We propose to engage the people to interact on Zoom calls in a completely new way, the good old traditional way, which is to turn on the videos and make gestures which not only would not disturb the current flow of the presentation (no voice needed), but also engages the audience in a much better way than simply clicking a button.
We were using the coordinates of the 21 key points of each hand outputed from OpenPose directly after normalization. They each have a confidence score attached where we have done some thresholding. If less than 40% of the key points of the hand has more than 30% confidence (10% higher than the default for hand keypoint rendering), we do not include that sample, this is to combat the case where we have the camera running all the time in zoom and we do not want to spam interactions when the user is not actually trying to make a gesture. We can make a further threshold on the output so if only the user holds the gesture for a few seconds, then we trigger the interaction.

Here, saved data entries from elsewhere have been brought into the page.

PR #63297, opened 2025-09-19
[Enhancement] remove the adaptive zonemap creation

murphyatwork:
## What I'm doing:

Remove the "Adaptive ZoneMap creation" function #61960, due to robustness and predictability.

A corner case like this:
```
[A, A]
[A, A]
[A, A]
[A, A]
[A, A]
[A, A]
[B, B]
```

The current adaptive strategy tends to reject this zonemap due to excessive overlap among pages. However, this zonemap can still prove valuable in certain scenarios:
- For queries like `WHERE value = 'B'`, the zonemap can effectively prune most pages, even if the majority of pages contain `A`.
- While the page-level zonemap might be ineffective, the segment-level zonemap can still assist in pruning pages.

In summary, the overlap ratio based strategy is sufficiently robust to handle such cases, especially when the data distribution is skewed.

Fixes #issue

## What type of PR is this:

- [ ] BugFix
- [ ] Feature
- [x] Enhancement
- [ ] Refactor
- [ ] UT
- [ ] Doc
- [ ] Tool

- [ ] Feature removed

## Checklist:

- [ ] This is a backport pr

  - [x] 4.0
  - [ ] 3.5
  - [ ] 3.4
  - [ ] 3.3

### DIFF
--- a/be/src/storage/rowset/column_writer.cpp
+++ b/be/src/storage/rowset/column_writer.cpp
@@ -393,11 +393,6 @@ Status ScalarColumnWriter::init() {
         if (_opts.zone_map_truncate_string) {
             _zone_map_index_builder->enable_truncate_string();
         }
-        if (is_string_type(_type_info->type())) {
-            _zone_map_index_quality_judger =
-                    ZoneMapIndexQualityJudger::create(_type_info.get(), config::string_zonemap_overlap_threshold,
-                                                      config::string_zonemap_min_pages_for_adaptive_check);
-        }
     }
     if (_opts.need_bitmap_index) {
         _has_index_builder = true;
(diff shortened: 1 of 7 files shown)


be/src/storage/rowset/column_writer.cpp
```diff
@@ -393,11 +393,6 @@ Status ScalarColumnWriter::init() {
         if (_opts.zone_map_truncate_string) {
             _zone_map_index_builder->enable_truncate_string();
         }
-        if (is_string_type(_type_info->type())) {
-            _zone_map_index_quality_judger =
-                    ZoneMapIndexQualityJudger::create(_type_info.get(), config::string_zonemap_overlap_threshold,
```
wyb, line 398: remove `ZoneMapIndexQualityJudger` related code?

wyb (approved):

ZiheLiu (approved):

be/src/storage/rowset/column_writer.cpp
murphyatwork: It’s still worthwhile; I plan to reintroduce it someday when I have a clearer idea.

kevincai (approved):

In addition to the key points, we have connected the edges between these key points, creating edge vectors. We also included distance between fingertips to the palm, the distance between each fingers, and index of highest and lower points. These features were helped in the final classification.
We use the openpose demo code and Python API. https://github.com/CMU-Perceptual-Computing-Lab/openpose/releases Make sure you have the requirements for running OpenPose, most notably CUDA and OpenCV. Just replace the openpose/python folder in the downloaded code and you can start making gesture classification.
You would need a webcam. Run the 07_hand_from_image.py. Feel free to checkout OpenPose's documentation for more optimization.
You can use the classify.py and deeplearning.py for training your data. To collect the data, you can change the code in 07_hand_from_image.py.